**PROBLEM:** So that the copy matches the original, write out every entry exactly.

**WORKING DATA:**

PR #4929, opened 2016-01-29
SI-5365 Enable exhaustivity analysis of matches with guards

retronym:
Rather than disabling the analysis altogether, rewrite
guard to `true` (by default) or to `false` under a new
compiler option.

The default option errs on the side of avoiding spurious
warnings where the guard writer knows better. However,
there was a convincing argument made in the ticket that
in these cases it would not be to onerous to require
the code to be rewritten from

```
case P if g1 =>
case P if g2 =>
```

to:

```
case P if g1 =>
case P       =>
```

Or to:

```
(scrut: @unchecked) match {
  case P if g1 =>
  case P if g2 =>
```

So perhaps we can turn on the strict version by
default, after running against the community build
as a sanity check.

Extractor patterns had the same limitation as guards.
This commit also enables the analysis for them.

### DIFF
--- a/src/compiler/scala/tools/nsc/transform/patmat/MatchAnalysis.scala
+++ b/src/compiler/scala/tools/nsc/transform/patmat/MatchAnalysis.scala
@@ -516,11 +516,15 @@ trait MatchAnalysis extends MatchApproximation {
       //    - there are extractor calls (that we can't secretly/soundly) rewrite
       val start = if (Statistics.canEnable) Statistics.startTimer(patmatAnaExhaust) else null
       var backoff = false
+      val strict = settings.XstrictPatmatAnalysis.value
 
       val approx = new TreeMakersToPropsIgnoreNullChecks(prevBinder)
       val symbolicCases = approx.approximateMatch(cases, approx.onUnknown { tm =>
         approx.fullRewrite.applyOrElse[TreeMaker, Prop](tm, {
           case BodyTreeMaker(_, _) => True // irrelevant -- will be discarded by symbolCase later
+          case GuardTreeMaker(_) => if (strict) False else True
+          case ExtractorTreeMaker(extractor, _, _) if extractor.symbol.name != nme.unapplySeq =>
+            if (strict) False else True
           case _ => // debug.patmat("backing off due to "+ tm)
             backoff = true
             False
@@ -761,6 +765,7 @@ trait MatchAnalysis extends MatchApproximation {
       def chop(path: Tree): List[Symbol] = path match {
         case Ident(_) => List(path.symbol)
         case Select(pre, name) => chop(pre) :+ path.symbol
+        case Apply(fun, args) => chop(fun) :+ path.symbol
         case _ =>
           // debug.patmat("don't know how to chop "+ path)
           Nil
--- a/test/files/neg/t5365b.check
+++ b/test/files/neg/t5365b.check
@@ -1,0 +1,31 @@
+t5365b.scala:2: warning: match may not be exhaustive.
+It would fail on the following inputs: None, Some(_)
+  def nonExhautiveIfWeAssumeGuardsTrueOrFalse(x: Option[Int]): Int = x match {
+                                                                     ^
+t5365b.scala:6: warning: match may not be exhaustive.
+It would fail on the following input: Some(_)
+  def nonExhautiveIfWeAssumeGuardsFalse(x: Option[Int]): Int = x match {
+                                                               ^
+t5365b.scala:11: warning: match may not be exhaustive.
+It would fail on the following input: Some(_)
+  def inverseGuards(x: Option[Int]): Int = x match {
+                                           ^
+t5365b.scala:17: warning: match may not be exhaustive.
+It would fail on the following inputs: None, Some(_)
+  def extractor(x: Option[Int]) = x match {
+                                  ^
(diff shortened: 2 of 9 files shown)


retronym:
TODO:
- [ ] Test the strict version against the community build
- [x] Approximate extractor patterns, too, rather than bailing out of exhaustivity.
- [ ] Check for new warnings in our build and address them
  - [x] Compile library/reflect/compiler with `-Xstrict-patmat-analysis`: https://gist.github.com/453b894f164ce7e23665

xuwei-k:
s/exhautivity/exhaustivity ?

test/files/neg/t5365b.check
```diff
@@ -0,0 +1,31 @@
...
+It would fail on the following inputs: None, Some(_)
+  def repeatedExtractor(x: Option[Int]) = x match {
+                                          ^
+t5365b.scala:23: warning: match may not be exhaustive.
+It would fail on the following input: Some(_)
+  def extractorStrict(x: Option[Int]) = x match {
+                                        ^
+t5365b.scala:27: warning: match may not be exhaustive.
+It would fail on the following input: Some(_)
+  def repeatedExtractorStrict(x: Option[Int]) = x match {
```
retronym, line 27: This warning message is imprecise, it should technically say `Some(x forSome x not in Extractor(x))`.

retronym:
I just found another hole in our exhaustivity checking.

```
class Test {
  def foo {
    case class Foo(a: Any)
    val xs: List[Foo] = Nil
    xs match {
      case Foo(a) :: Nil =>
    }
  }
}
```

The constructor pattern `Foo` gets translated into a call to `unapplySeq`, rather than to a extractor of the case class product elements. This hampers exhaustivity checking (disabled it completely prior to this PR, and forces us to make an assumption even after this PR). It also means that the code is less efficient, and needlessly allocates a tuple.

This root cause of this was fixed recently as https://github.com/scala/scala/pull/4862 (which isn't merged yet to the 2.12.x branch).

durban:
I understand this still doesn't issue a warning if the type of `scrut` is not a sealed trait (unless I'm missing something). That is, code like this still compiles  without a warning:

``` scala
trait Z
final case class Q(i: Int) extends Z
def f(z: Z) = z match {
  case Q(_) =>
}
```

Would it be possible to get a warning in cases like this too? I realize, that this is even more strict than the `-Xstrict-patmat-analysis` in this PR, so maybe behind an `-Xlint` option?

Also, after playing a bit more with this code, the warnings for extractors seem to behave somewhat surprisingly. For example, code like this compiles without any warnings:

``` scala
sealed trait T
final case class C(i: Int) extends T
final case class D(i: Int) extends T

object X {
  def unapply(t: T): Option[Int] = None
}

def g(t: T): Unit = t match {
  case X(_) =>
}
```

However, if I put in another case, thus increasing (or at least not decreasing) the exhaustiveness of the match, I get an (expected) warning:

``` scala
def g(t: T): Unit = t match {
  case X(_) =>
  case C(_) =>
}
```

To be clear, the (to me) surprising thing is the _absence_ of the warning in the first case. Is this behavior intentional?

adriaanm:
Let's take another look at this after M5. Scheduling for RC1.

retronym:
I don't have time to push this one forward right now, so I'm going to close the PR for now.

sellout:
I’d like to pick this up, if it’s ok with @retronym.

My own opinions: it’d be nice to make “false” the default (@adriaanm – how likely is that?). Also, we should warn whenever the checker gives up (which I think would cover @durban’s `X(_)` case?) and I like the -Xlint idea for the unsealed trait case.

adriaanm:
Great! I can be convinced of whatever strategy results in the best experience for the majority of Scala programmers.

src/compiler/scala/tools/nsc/transform/patmat/MatchAnalysis.scala
```diff
@@ -516,11 +516,15 @@ trait MatchAnalysis extends MatchApproximation {
...
       val start = if (Statistics.canEnable) Statistics.startTimer(patmatAnaExhaust) else null
       var backoff = false
+      val strict = settings.XstrictPatmatAnalysis.value
 
       val approx = new TreeMakersToPropsIgnoreNullChecks(prevBinder)
       val symbolicCases = approx.approximateMatch(cases, approx.onUnknown { tm =>
         approx.fullRewrite.applyOrElse[TreeMaker, Prop](tm, {
           case BodyTreeMaker(_, _) => True // irrelevant -- will be discarded by symbolCase later
+          case GuardTreeMaker(_) => if (strict) False else True
+          case ExtractorTreeMaker(extractor, _, _) if extractor.symbol.name != nme.unapplySeq =>
```
sellout, line 526: @retronym I thought the guard here was because of SI-9567 (fixed in #4862, which seems to have been merged into 2.12.x at this point). However, removing it in order to get the correct `repeatedExtractor` warnings causes other tests to fail (e.g., run/patmatnew.scala:58, which is an exhaustive match on `List[Int]`).

Wondering if you think there’s a middle ground that can be achieved, or if the `repeatedExtractor` warnings are a bit too ambitious (at least for me).

LogicalTime:
We should at least let this be available behind a compiler flag. Without this people will avoid using guards so they can be sure of the exhaustive warning/compile error.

**RESPONSE FOR THIS EXERCISE:**
PR #4929, opened 2016-01-29
SI-5365 Enable exhaustivity analysis of matches with guards

retronym:
Rather than disabling the analysis altogether, rewrite
guard to `true` (by default) or to `false` under a new
compiler option.

The default option errs on the side of avoiding spurious
warnings where the guard writer knows better. However,
there was a convincing argument made in the ticket that
in these cases it would not be to onerous to require
the code to be rewritten from

```
case P if g1 =>
case P if g2 =>
```

to:

```
case P if g1 =>
case P       =>
```

Or to:

```
(scrut: @unchecked) match {
  case P if g1 =>
  case P if g2 =>
```

So perhaps we can turn on the strict version by
default, after running against the community build
as a sanity check.

Extractor patterns had the same limitation as guards.
This commit also enables the analysis for them.

### DIFF
--- a/src/compiler/scala/tools/nsc/transform/patmat/MatchAnalysis.scala
+++ b/src/compiler/scala/tools/nsc/transform/patmat/MatchAnalysis.scala
@@ -516,11 +516,15 @@ trait MatchAnalysis extends MatchApproximation {
       //    - there are extractor calls (that we can't secretly/soundly) rewrite
       val start = if (Statistics.canEnable) Statistics.startTimer(patmatAnaExhaust) else null
       var backoff = false
+      val strict = settings.XstrictPatmatAnalysis.value
 
       val approx = new TreeMakersToPropsIgnoreNullChecks(prevBinder)
       val symbolicCases = approx.approximateMatch(cases, approx.onUnknown { tm =>
         approx.fullRewrite.applyOrElse[TreeMaker, Prop](tm, {
           case BodyTreeMaker(_, _) => True // irrelevant -- will be discarded by symbolCase later
+          case GuardTreeMaker(_) => if (strict) False else True
+          case ExtractorTreeMaker(extractor, _, _) if extractor.symbol.name != nme.unapplySeq =>
+            if (strict) False else True
           case _ => // debug.patmat("backing off due to "+ tm)
             backoff = true
             False
@@ -761,6 +765,7 @@ trait MatchAnalysis extends MatchApproximation {
       def chop(path: Tree): List[Symbol] = path match {
         case Ident(_) => List(path.symbol)
         case Select(pre, name) => chop(pre) :+ path.symbol
+        case Apply(fun, args) => chop(fun) :+ path.symbol
         case _ =>
           // debug.patmat("don't know how to chop "+ path)
           Nil
--- a/test/files/neg/t5365b.check
+++ b/test/files/neg/t5365b.check
@@ -1,0 +1,31 @@
+t5365b.scala:2: warning: match may not be exhaustive.
+It would fail on the following inputs: None, Some(_)
+  def nonExhautiveIfWeAssumeGuardsTrueOrFalse(x: Option[Int]): Int = x match {
+                                                                     ^
+t5365b.scala:6: warning: match may not be exhaustive.
+It would fail on the following input: Some(_)
+  def nonExhautiveIfWeAssumeGuardsFalse(x: Option[Int]): Int = x match {
+                                                               ^
+t5365b.scala:11: warning: match may not be exhaustive.
+It would fail on the following input: Some(_)
+  def inverseGuards(x: Option[Int]): Int = x match {
+                                           ^
+t5365b.scala:17: warning: match may not be exhaustive.
+It would fail on the following inputs: None, Some(_)
+  def extractor(x: Option[Int]) = x match {
+                                  ^
(diff shortened: 2 of 9 files shown)


retronym:
TODO:
- [ ] Test the strict version against the community build
- [x] Approximate extractor patterns, too, rather than bailing out of exhaustivity.
- [ ] Check for new warnings in our build and address them
  - [x] Compile library/reflect/compiler with `-Xstrict-patmat-analysis`: https://gist.github.com/453b894f164ce7e23665

xuwei-k:
s/exhautivity/exhaustivity ?

test/files/neg/t5365b.check
```diff
@@ -0,0 +1,31 @@
...
+It would fail on the following inputs: None, Some(_)
+  def repeatedExtractor(x: Option[Int]) = x match {
+                                          ^
+t5365b.scala:23: warning: match may not be exhaustive.
+It would fail on the following input: Some(_)
+  def extractorStrict(x: Option[Int]) = x match {
+                                        ^
+t5365b.scala:27: warning: match may not be exhaustive.
+It would fail on the following input: Some(_)
+  def repeatedExtractorStrict(x: Option[Int]) = x match {
```
retronym, line 27: This warning message is imprecise, it should technically say `Some(x forSome x not in Extractor(x))`.

retronym:
I just found another hole in our exhaustivity checking.

```
class Test {
  def foo {
    case class Foo(a: Any)
    val xs: List[Foo] = Nil
    xs match {
      case Foo(a) :: Nil =>
    }
  }
}
```

The constructor pattern `Foo` gets translated into a call to `unapplySeq`, rather than to a extractor of the case class product elements. This hampers exhaustivity checking (disabled it completely prior to this PR, and forces us to make an assumption even after this PR). It also means that the code is less efficient, and needlessly allocates a tuple.

This root cause of this was fixed recently as https://github.com/scala/scala/pull/4862 (which isn't merged yet to the 2.12.x branch).

durban:
I understand this still doesn't issue a warning if the type of `scrut` is not a sealed trait (unless I'm missing something). That is, code like this still compiles  without a warning:

``` scala
trait Z
final case class Q(i: Int) extends Z
def f(z: Z) = z match {
  case Q(_) =>
}
```

Would it be possible to get a warning in cases like this too? I realize, that this is even more strict than the `-Xstrict-patmat-analysis` in this PR, so maybe behind an `-Xlint` option?

Also, after playing a bit more with this code, the warnings for extractors seem to behave somewhat surprisingly. For example, code like this compiles without any warnings:

``` scala
sealed trait T
final case class C(i: Int) extends T
final case class D(i: Int) extends T

object X {
  def unapply(t: T): Option[Int] = None
}

def g(t: T): Unit = t match {
  case X(_) =>
}
```

However, if I put in another case, thus increasing (or at least not decreasing) the exhaustiveness of the match, I get an (expected) warning:

``` scala
def g(t: T): Unit = t match {
  case X(_) =>
  case C(_) =>
}
```

To be clear, the (to me) surprising thing is the _absence_ of the warning in the first case. Is this behavior intentional?

adriaanm:
Let's take another look at this after M5. Scheduling for RC1.

retronym:
I don't have time to push this one forward right now, so I'm going to close the PR for now.

sellout:
I’d like to pick this up, if it’s ok with @retronym.

My own opinions: it’d be nice to make “false” the default (@adriaanm – how likely is that?). Also, we should warn whenever the checker gives up (which I think would cover @durban’s `X(_)` case?) and I like the -Xlint idea for the unsealed trait case.

adriaanm:
Great! I can be convinced of whatever strategy results in the best experience for the majority of Scala programmers.

src/compiler/scala/tools/nsc/transform/patmat/MatchAnalysis.scala
```diff
@@ -516,11 +516,15 @@ trait MatchAnalysis extends MatchApproximation {
...
       val start = if (Statistics.canEnable) Statistics.startTimer(patmatAnaExhaust) else null
       var backoff = false
+      val strict = settings.XstrictPatmatAnalysis.value
 
       val approx = new TreeMakersToPropsIgnoreNullChecks(prevBinder)
       val symbolicCases = approx.approximateMatch(cases, approx.onUnknown { tm =>
         approx.fullRewrite.applyOrElse[TreeMaker, Prop](tm, {
           case BodyTreeMaker(_, _) => True // irrelevant -- will be discarded by symbolCase later
+          case GuardTreeMaker(_) => if (strict) False else True
+          case ExtractorTreeMaker(extractor, _, _) if extractor.symbol.name != nme.unapplySeq =>
```
sellout, line 526: @retronym I thought the guard here was because of SI-9567 (fixed in #4862, which seems to have been merged into 2.12.x at this point). However, removing it in order to get the correct `repeatedExtractor` warnings causes other tests to fail (e.g., run/patmatnew.scala:58, which is an exhaustive match on `List[Int]`).

Wondering if you think there’s a middle ground that can be achieved, or if the `repeatedExtractor` warnings are a bit too ambitious (at least for me).

LogicalTime:
We should at least let this be available behind a compiler flag. Without this people will avoid using guards so they can be sure of the exhaustive warning/compile error.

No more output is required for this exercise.